The first is that Pentaho is to be acquired by Hitachi Data Systems. This is being billed as “the largest private big data acquisition transaction to date“. Rumours suggest a figure between $500m and $600m. However it’s not the size of the venture that concerns me it’s the description of this as a “big data acquisition“. Pentaho is an open source business intelligence and data integration company. It’s absolutely a serious player in this space. It was founded in 2004 before anyone was talking about big data and I don’t want to demean its capabilities in the big data arena but it’s like describing Informatica as a big data company just because it happens to support some NoSQL environments. Bottom line: this is marketing bovine ordure.

Apart from the marketing, I reserve judgement. Hitachi has said that it wants to be a leader in the Internet of Things (IoT) space and that it has acquired Pentaho in order to bolster its offerings in this space. Fair enough. I am not sure that Hitachi is the first company I would think of in terms in IoT (actually, I am certain that it isn’t) so maybe this is potentially a good move. Moreover, the press release states that Pentaho will continue to operate with the same brand, with the same business model and with the same management as currently. If Hitachi does this, and continues to do this, then good. If it doesn’t, then bad. My general rule of thumb after an acquisition is to watch and wait for LinkedIn notifications that so and so has changed jobs: that’s usually a bad sign.

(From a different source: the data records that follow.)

PR #818, opened 2022-01-31
3D extension for SSIM

### LINKED ISSUE #812: 3D SSIM
The metrics `StructuralSimilarityIndexMeasure` and `MultiScaleStructuralSimilarityIndexMeasure` current only support 2D image data. A 3D version would be nice to have, and an extension to allow 3D data should be straightforward to implement. If you are interested in such an extension, I could take over the implementation.

weningerleon:
## What does this PR do?

Fixes #812
Changes StructuralSimilarityIndexMeasure to be able to handle 3D images. Deciding whether the 2D or 3D version is used is determined automatically based on kernel_size. Basic sanity checks are carried out. Produces sensible results on my dataset.

## Before submitting

## PR review

## Did you have fun?


torchmetrics/functional/image/ssim.py
```diff
@@ -85,9 +106,14 @@ def _ssim_update(preds: Tensor, target: Tensor) -> Tuple[Tensor, Tensor]:
...
-    if len(preds.shape) != 4:
+    if kernel_dimension == 2 and len(preds.shape) != 4:
+        raise ValueError(
+            "2D kernel is used. Expected `preds` and `target` to have BxCxHxW shape."
+            f" Got preds: {preds.shape} and target: {target.shape}."
+        )
+    if kernel_dimension == 3 and len(preds.shape) != 5:
         raise ValueError(
-            "Expected `preds` and `target` to have BxCxHxW shape."
+            "3D kernel is used. Expected `preds` and `target` to have BxCxHxWxD shape."
```
justusschock, line 116:
```suggestion
            "3D kernel is used. Expected `preds` and `target` to have BxCxDxHxW shape."
```

AFAIK this should be standard for 3d. Maybe reflect this in the variable names for the 3d kernel generation as well?

torchmetrics/functional/image/ssim.py
```diff
@@ -149,15 +180,27 @@ def _ssim_compute(
 
     channel = preds.size(1)
     dtype = preds.dtype
-    kernel = _gaussian_kernel(channel, kernel_size, sigma, dtype, device)
     pad_h = (kernel_size[0] - 1) // 2
     pad_w = (kernel_size[1] - 1) // 2
 
-    preds = F.pad(preds, (pad_h, pad_h, pad_w, pad_w), mode="reflect")
-    target = F.pad(target, (pad_h, pad_h, pad_w, pad_w), mode="reflect")
+    if is3D:
```
justusschock, line 186:
```suggestion
    if is_3d:
```

torchmetrics/functional/image/ssim.py
```diff
@@ -149,15 +180,27 @@ def _ssim_compute(
...
+
+    else:
+        preds = F.pad(preds, (pad_h, pad_h, pad_w, pad_w), mode="reflect")
+        target = F.pad(target, (pad_h, pad_h, pad_w, pad_w), mode="reflect")
+        kernel = _2d_gaussian_kernel(channel, kernel_size, sigma, dtype, device)
 
     input_list = torch.cat((preds, target, preds * preds, target * target, preds * target))  # (5 * B, C, H, W)
-    outputs = F.conv2d(input_list, kernel, groups=channel)
+
+    if is3D:
```
justusschock, line 199:
```suggestion
    if is_3d:
```

justusschock (commented):
Some first comments.

Usually there are 2 ways for testing:

1.) Use random data and compare the results with a gold-standard implementation (like sklearn)

2.) Use predefined-data, calculate result manually once and hardcode those results as targets.

Ideally we would prefer Option 1 since that way you can always test it with additional data if required. I think the sklearn implementation [here](https://scikit-image.org/docs/stable/api/skimage.metrics.html?highlight=ssim#structural-similarity) should also work with 3D data :)

Edit: have a look at the 2d tests [here](https://github.com/PyTorchLightning/metrics/blob/master/tests/image/test_ssim.py)

torchmetrics/functional/image/ssim.py
```diff
@@ -274,7 +274,7 @@ def structural_similarity_index_measure(
         >>> structural_similarity_index_measure(preds, target)
         tensor(0.9219)
     """
-    preds, target = _ssim_update(preds, target)
```
justusschock, line 234: I wonder if we shouldn't default to a single value (11) here and expand that to the necessary dimensions based on `preds.ndim` or `target.ndim`. Would be cleaner for 2d and 3d then :) Especially if this is a default variable

torchmetrics/functional/image/ssim.py
```diff
@@ -70,7 +70,28 @@ def _gaussian_kernel(
...
+        sigma: Standard deviation of the gaussian kernel
+        dtype: data type of the output tensor
+        device: device of the output tensor
+    """
+
+    gaussian_kernel_x = _gaussian(kernel_size[0], sigma[0], dtype, device)
+    gaussian_kernel_y = _gaussian(kernel_size[1], sigma[1], dtype, device)
+    gaussian_kernel_z = _gaussian(kernel_size[2], sigma[2], dtype, device)
+    kernel_xy = torch.matmul(gaussian_kernel_x.t(), gaussian_kernel_z)  # (kernel_size, 1) * (1, kernel_size)
+    kernel = torch.mul(kernel_xy, gaussian_kernel_z.expand(11, 11, 11))
```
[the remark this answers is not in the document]
weningerleon: That was a mistake, thanks for the catch

torchmetrics/functional/image/ssim.py
weningerleon: That would be possible. A single StructuralSimilarityIndexMeasure object could then even handle 2d as well as 3 data.

justusschock: However, we would still need to allow the user to provide the sequence manually for anisotropic kernels I think :)

weningerleon:
I think your current tests that compare the results from torchmetrics with the results from skimage is faulty.
Have a look at the 2d tests mentioned by @justusschock, function `_sk_ssim`: 
You permute the 4D tensor (BxCxHxW) to BxHxWxC, with B=batch_size, C=image channels. Skimage treats the BxHxWxC tensor as a 3D image with C channels. However, it needs to be treated as _B_ 2D images (skimage does not support batching). This also explains why you need to set atol to 6e-3, which is really high.

torchmetrics/functional/image/ssim.py
weningerleon: Sure, that's still possible

justusschock:
@weningerleon If you could fix those while working on it, this would also be highly appreciated :D

weningerleon:
> @weningerleon If you could fix those while working on it, this would also be highly appreciated :D

Yes, have a look at the updates files ;)

torchmetrics/functional/image/ssim.py
```diff
@@ -77,14 +77,30 @@ def _ssim_compute(
     Example:
         >>> preds = torch.rand([16, 1, 16, 16])
         >>> target = preds * 0.75
-        >>> preds, target = _ssim_update(preds, target)
+        >>> preds, target = _ssim_update(preds, target, 2)
```
SkafteNicki, line 80:
```suggestion
        >>> preds, target = _ssim_update(preds, target)
```

torchmetrics/functional/image/ssim.py
```diff
@@ -77,14 +77,30 @@ def _ssim_compute(
...
         >>> _ssim_compute(preds, target)
         tensor(0.9219)
     """
-    if len(kernel_size) != 2 or len(sigma) != 2:
+    is_3d = len(preds.shape) == 5
+
+    if not isinstance(kernel_size, Sequence):
+        kernel_size = [kernel_size, kernel_size, kernel_size] if is_3d else [kernel_size, kernel_size]
```
SkafteNicki, line 87:
```suggestion
        kernel_size = 3*[kernel_size] if is_3d else 2*[kernel_size]
```

torchmetrics/functional/image/ssim.py
```diff
@@ -77,14 +77,30 @@ def _ssim_compute(
...
+    if not isinstance(sigma, Sequence):
+        sigma = [sigma, sigma, sigma] if is_3d else [sigma, sigma]
```
SkafteNicki, line 89:
```suggestion
        sigma = 3*[sigma] if is_3d else 2*[sigma]
```

justusschock (approved):

Borda (approved):

Borda:
@weningerleon mind chek, all tests are failing with:
```
ValueError: Expected `kernel_size` and `sigma` to have the same length. Kernel_size dimensionality: 3, sigma dimensionality: 2.
```

stancld:
> @weningerleon mind chek, all tests are failing with:
> 
> ```
> ValueError: Expected `kernel_size` and `sigma` to have the same length. Kernel_size dimensionality: 3, sigma dimensionality: 2.
> ```
> 
> or @stancld mind helping here?

I'd suggest the following solution:

```diff
def structural_similarity_index_measure(
    preds: Tensor,
    target: Tensor,
-   kernel_size: Sequence[int] = (11, 11),
+   kernel_size: Union[int, Sequence[int]] = 11,
-   sigma: Sequence[float] = (1.5, 1.5),
+   sigma: Union[float, Sequence[float]] = 1.5,
    reduction: str = "elementwise_mean",
    data_range: Optional[float] = None,
    k1: float = 0.01,
    k2: float = 0.03,
) -> Tensor:
```

and

```diff
def multiscale_structural_similarity_index_measure(
    preds: Tensor,
    target: Tensor,
-   kernel_size: Sequence[int] = (11, 11),
+   kernel_size: Union[int, Sequence[int]] = 11,
-   sigma: Sequence[float] = (1.5, 1.5),
+   sigma: Union[float, Sequence[float]] = 1.5,
    reduction: str = "elementwise_mean",
    data_range: Optional[float] = None,
    k1: float = 0.01,
    k2: float = 0.03,
    betas: Tuple[float, ...] = (0.0448, 0.2856, 0.3001, 0.2363, 0.1333),
    normalize: Optional[Literal["relu", "simple"]] = None,
) -> Tensor:
```

to match the logic used in module metrics. This also should fix the issue.

torchmetrics/image/ssim.py
```diff
@@ -57,8 +57,8 @@ class StructuralSimilarityIndexMeasure(Metric):
 
     def __init__(
         self,
-        kernel_size: Sequence[int] = (11, 11),
-        sigma: Sequence[float] = (1.5, 1.5),
+        kernel_size: Union[int, Sequence[int]] = 11,
+        sigma: Union[float, Sequence[float]] = 1.5,
```
stancld, line 61: I'd update types and default values for `kernel_size` and `sigma` accordingly for functional metrics as well.

weningerleon: Thanks for the update! Sorry I missed this here...

weningerleon: I updated the same thing in the functional file

stancld:
> Please note: 3D reflection padding was only introduced in torch 1.10. As the current implementation uses this function, SSIM will raise a `NotImplementedError` if used in the 3D version for any torch version older than 1.10. How should we deal with this?

I'll try to think about some possible solutions. 🤔

stancld:
> Please note: 3D reflection padding was only introduced in torch 1.10. As the current implementation uses this function, SSIM will raise a `NotImplementedError` if used in the 3D version for any torch version older than 1.10. How should we deal with this?

It should be doable to implement 3D reflection padding for `torch<1.10` on our own. I'll send a proposal for that :]

stancld:
> Please note: 3D reflection padding was only introduced in torch 1.10. As the current implementation uses this function, SSIM will raise a `NotImplementedError` if used in the 3D version for any torch version older than 1.10. How should we deal with this?

@weningerleon Regarding the limited availability of the 3D reflection padding (only for `torch>=1.10`), we can define our own 3D reflection padding using the following logic:

```python
def _single_dimension_pad(inputs: Tensor, dim: int, pad: int) -> Tensor:
    _max = inputs.shape[dim] - 2
    x = torch.index_select(inputs, dim, torch.tensor(range(pad, 0, -1)))
    y = torch.index_select(inputs, dim, torch.tensor(range(_max, _max - pad, -1)))
    return torch.cat((x, inputs, y), dim)

def _reflection_pad_3d(inputs: Tensor, pad_h: int, pad_w: int, pad_d: int) -> Tensor:
    for dim, pad in enumerate([pad_h, pad_w, pad_d]):
        inputs = _single_dimension_pad(inputs, dim + 2, pad)
    return inputs
```

This function seems to provide us with the equivalent results as
```python
inputs = F.pad(inputs, (pad_h, pad_h, pad_w, pad_w, pad_d, pad_d), mode="reflect")
```
Also, it seems to be even faster than `F.pad`.

cc: @Borda @SkafteNicki (What do you think? :] I'm not so familiar with image-related metrics)

tests/image/test_ssim.py
```diff
@@ -52,16 +60,19 @@ def _sk_ssim(preds, target, data_range, multichannel, kernel_size):
...
+            sk_target[i],
+            sk_preds[i],
+            data_range=data_range,
+            multichannel=multichannel,
+            gaussian_weights=True,
+            win_size=kernel_size,
+            sigma=1.5,
+            use_sample_covariance=False,
+        )
+    return results
```
stancld, line 75: I'm not sure if this implementation doesn't cause some problems. Please, refer to the failing tests @weningerleon

torchmetrics/functional/image/helper.py
```diff
@@ -83,6 +85,13 @@ def _single_dimension_pad(inputs: Tensor, dim: int, pad: int) -> Tensor:
 
 
 def _reflection_pad_3d(inputs: Tensor, pad_h: int, pad_w: int, pad_d: int) -> Tensor:
-    for dim, pad in enumerate([pad_h, pad_w, pad_d]):
-        inputs = _single_dimension_pad(inputs, dim + 2, pad)
+    (torch_v0, torch_v1) = torch.__version__.split(".")[:2]
+    if int(torch_v0) > 1 or int(torch_v1) >= 10:
```
stancld, line 90: Please define rather helper variable
```python
_TORCH_GREATER_EQUAL_1_10: Optional[bool] = _compare_version("torch", operator.ge, "1.10.0")
```
in `torchmetrics/utilities/imports.py`

and then here check
```
if _TORCH_GREATER_EQUAL_1_10:
    ....
else:
    ....
```
to stay consistent with the rest of the repo :]

Otherwise good point to use torch implementation if possible, thanks for the fix :]

weningerleon:
> 

@stancld Thanks for the implementation!
I suggest defaulting to the pyTorch implementation if the current (or newer) version is used, and include a deprecation warning:

```python
def _reflection_pad_3d(inputs: Tensor, pad_h: int, pad_w: int, pad_d: int) -> Tensor:
    (torch_v0, torch_v1) = torch.__version__.split(".")[:2]
    if int(torch_v0) > 1 or int(torch_v1) >= 10:
        inputs = F.pad(inputs, (pad_h, pad_h, pad_w, pad_w, pad_d, pad_d), mode="reflect")
    else:
        rank_zero_warn(
            "An older version of pyTorch is used. For optimal speed, please upgrade to at least pyTorch 1.10."
        )
        for dim, pad in enumerate([pad_h, pad_w, pad_d]):
            inputs = _single_dimension_pad(inputs, dim + 2, pad)
    return inputs
```

torchmetrics/functional/image/helper.py
weningerleon: Ok I'll do

tests/image/test_ssim.py
stancld, line 75:
```suggestion
    return structural_similarity(
        sk_target,
        sk_preds,
        data_range=data_range,
        multichannel=multichannel,
        gaussian_weights=True,
        win_size=kernel_size,
        sigma=1.5,
        use_sample_covariance=False,
    )
```

tests/image/test_ssim.py
```diff
@@ -70,8 +81,6 @@ def _sk_ssim(preds, target, data_range, multichannel, kernel_size):
 )
 @pytest.mark.parametrize("kernel_size", [5, 11])
 class TestSSIM(MetricTester):
```
stancld, line 83:
```suggestion
class TestSSIM(MetricTester):
    atol = 6e-3
    
```

stancld (changes requested):
It looks to me tests work fine locally with the old settings

tests/image/test_ssim.py
weningerleon: The problem with the old settings is, they compute the wrong thing, as skimage does not support batching. For example, if a 2D image (BxHxW) is tested with the old setting, skimage interprets it as a 3D image, and does 3D SSIM. The results are thus garbage, this is why atol needed to be set higher (if you average over a high number of random distributed variables, it is no wonder that something similar comes out)

stancld: Yes, you're right. I've had a deeper look at `skimage` package and they don't consider batch as the first dimension. It seems to me that the following should be working out:

```python
def _sk_ssim(preds, target, data_range, multichannel, kernel_size):
    is_3d = len(preds.shape) == 5

    if is_3d:
        sk_preds = preds.permute(0, 2, 3, 4, 1).squeeze(-1).numpy()
        sk_target = target.permute(0, 2, 3, 4, 1).squeeze(-1).numpy()
    else:
        sk_preds = preds.permute(0, 2, 3, 1).squeeze(-1).numpy()
        sk_target = target.permute(0, 2, 3, 1).squeeze(-1).numpy()

    ssim = []
    for i in range(len(sk_preds)):
        ssim.append(
            structural_similarity(
                sk_target[i],
                sk_preds[i],
                data_range=data_range,
                multichannel=multichannel,
                gaussian_weights=True,
                win_size=kernel_size,
                sigma=1.5,
                use_sample_covariance=False,
            )
        )
    return torch.tensor(ssim).mean()
```

weningerleon: Looks better!
There are a few further issues:
1) Our current SSIM implementation reduces over all dimension -including the batch dimension- at the end.
2) The multichannel setting for the skimage test will produce erroneous results.
I'm currently working on these, and will update you with a new version later today

stancld: Great, thank you a lot for all the endavour! I'll just leave it for now as it is. Please, ping me once you have any update! :]

stancld: However, if these points are general both for 2D and 3D case, it might be better to open a separate issue and PR for these :]

weningerleon:
Updates:
- Make ssim behavior closer to the behavior of skimage
- Add uniform kernel to ssim
- Update tests
- Bug fixes in implementation

weningerleon:
@stancld please have a look at the new changes. There are quite a few, if something needs more explanation please tell me

stancld:
> @stancld please have a look at the new changes. There are quite a few, if something needs more explanation please tell me. The tests run without error locally for me, please also have a look at whats happening there...

Hi @weningerleon - I'm not fully sure it's desirable to incorporate all these supposed changes into this single PR that should rather focus on the 3D SSIM. Just maybe let me ping @justusschock / @Borda - any opinion on this? :]

justusschock:
IMO it is fine to have them all in this PR, since they are all focused on SSIM in general (2D and 3D) and also fix the SSIM tests :)

The only thing we should do is to have multiple changelog entries for this: 1 with the 3D thing and one for the fixes :)

weningerleon:
Updated the changelog :)
@stancld, what you perhaps could look at is the averaging over batches. Before, the SSIM was automatically averaged over all images in the batch. I have deactivated that (it's necessary to have access to the per-image results), ssim now outputs a tensor of size n given a batchsize n. However, I'm unsure if such batch-averaging is standard for this package, perhaps you want to add an option etc. for this...

Borda:
@stancld still requesting changes? :rabbit:

stancld:
> @stancld still requesting changes? 🐰

Gonna have a look in the afternoon :] However, a lot of changes have been made since your approvals were given. Maybe the reviews should be re-requested just to be sure everything is ok? :]

torchmetrics/image/ssim.py
```diff
@@ -185,18 +201,24 @@ def __init__(
...
+                "Argument `kernel_size` expected to be an sequence or an int." f"or a single int. Got {kernel_size}"
             )
-        self.kernel_size = kernel_size
+        if isinstance(kernel_size, Sequence) and (
+            len(kernel_size) not in (2, 3) or not all(isinstance(ks, int) for ks in kernel_size)
+        ):
+            raise ValueError(
+                "Argument `kernel_size` expected to be an sequence of size 2 or 3 where each element is an int, "
+                f"or a single int. Got {kernel_size}"
+            )
```
SkafteNicki, line 214: please add a `Raises` section to the docstring similar to:
https://github.com/PyTorchLightning/metrics/blob/5cbc7add8877e6524b140eb35f57a26b53fe5670/torchmetrics/image/fid.py#L182-L188

torchmetrics/image/ssim.py
```diff
@@ -164,9 +180,9 @@ class MultiScaleStructuralSimilarityIndexMeasure(Metric):
 
     def __init__(
         self,
-        kernel_size: Sequence[int] = (11, 11),
-        sigma: Sequence[float] = (1.5, 1.5),
-        reduction: str = "elementwise_mean",
+        gaussian_kernel: bool = True,
+        kernel_size: Union[int, Sequence[int]] = 11,
+        sigma: Union[float, Sequence[float]] = 1.5,
```
SkafteNicki, line 185: can we reorder to `kernel_size`, `sigma`, `gaussian_kernel`?
what happened to the reduction parameter? that need to be deprecated if it is being removed

torchmetrics/image/ssim.py
```diff
@@ -66,13 +71,17 @@ class StructuralSimilarityIndexMeasure(Metric):
...
-        reduction: str = "elementwise_mean",
+        gaussian_kernel: bool = True,
+        sigma: Union[float, Sequence[float]] = 1.5,
+        kernel_size: Union[int, Sequence[int]] = 11,
         data_range: Optional[float] = None,
         k1: float = 0.01,
         k2: float = 0.03,
         compute_on_step: Optional[bool] = None,
+        dist_sync_on_step: bool = False,
+        process_group: Optional[Any] = None,
```
SkafteNicki, line 82: these arguments should not be there anymore. probably a merge that went wrong
```suggestion
```

torchmetrics/image/ssim.py
```diff
@@ -23,20 +23,24 @@
 
 
 class StructuralSimilarityIndexMeasure(Metric):
-    """Computes Structual Similarity Index Measure (SSIM_).
+    """Computes Structual Similarity Index Measure.
```
SkafteNicki, line 26: what happened to the link?
```suggestion
    """Computes Structual Similarity Index Measure (SSIM_).
```

torchmetrics/functional/image/ssim.py
```diff
@@ -124,43 +165,56 @@ def _ssim_compute(
...
-    reduction: str = "elementwise_mean",
+    gaussian_kernel: bool = True,
+    sigma: Union[float, Sequence[float]] = 1.5,
+    kernel_size: Union[int, Sequence[int]] = 11,
     data_range: Optional[float] = None,
     k1: float = 0.01,
     k2: float = 0.03,
+    return_full_image: bool = False,
+    return_contrast_sensitivity: bool = False,
 ) -> Tensor:
```
SkafteNicki, line 199:
```suggestion
) -> Union[Tensor, Tuple[Tensor, Tensor]]:
```

SkafteNicki (changes requested):
I am fine with the removal of the `reduction` argument but we need to deprecate it :]

torchmetrics/functional/image/helper.py
```diff
@@ -35,16 +43,59 @@ def _gaussian_kernel(
...
+    gaussian_kernel_z = _gaussian(kernel_size[2], sigma[2], dtype, device)
+    kernel_xy = torch.matmul(gaussian_kernel_x.t(), gaussian_kernel_y)  # (kernel_size, 1) * (1, kernel_size)
+    kernel = torch.mul(
+        kernel_xy.unsqueeze(-1).repeat(1, 1, kernel_size[2]),
+        gaussian_kernel_z.expand(kernel_size[0], kernel_size[1], kernel_size[2]),
+    )
+    return kernel.expand(channel, 1, kernel_size[0], kernel_size[1], kernel_size[2])
+
+
+def _single_dimension_pad(inputs: Tensor, dim: int, pad: int) -> Tensor:
```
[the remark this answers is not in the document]
weningerleon: ping @stancld

torchmetrics/image/ssim.py
weningerleon: That ordering works for me.

Concerning the reduction parameter: Before, there was no option of no reduction. However, it definitely is necessary to have access to the metric for every image in the batch. 
I wasn't sure what is "standard" in this package for the reduction parameter. If you wish to have this parameter, we can add it again. I also opened this up to discussion somewhere else in this PR.

torchmetrics/functional/image/helper.py
```diff
@@ -35,16 +43,59 @@ def _gaussian_kernel(
...
+    _max = inputs.shape[dim] - 2
+    x = torch.index_select(inputs, dim, torch.arange(pad, 0, -1))
+    y = torch.index_select(inputs, dim, torch.arange(_max, _max - pad, -1))
+    return torch.cat((x, inputs, y), dim)
+
+
+def _reflection_pad_3d(inputs: Tensor, pad_h: int, pad_w: int, pad_d: int) -> Tensor:
```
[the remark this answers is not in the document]
weningerleon: ping @stancld

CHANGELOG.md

Also in the big data and analytics space is Datameer, a company I first mentioned here five years ago. Whereas it is debatable whether Pentaho is a big data vendor or just a BI company that supports big data, in the case of Datameer it is specifically both: the product was designed from the outset to provide BI through a very easy to use interface running on top of Hadoop. What the company is now bringing to the table with Datameer Professional is a purpose-built Hadoop as a service (HaaS) offering. This is being delivered through a partnership with BareStep’s Big Metal Cloud. This is interesting. I hear over and over again how setting up a Hadoop cluster, and managing it subsequently, is by no means the trivial task that some marketing folks might like you to believe. In fact the former is complex and the latter is time consuming, so I can see this partnership making headway.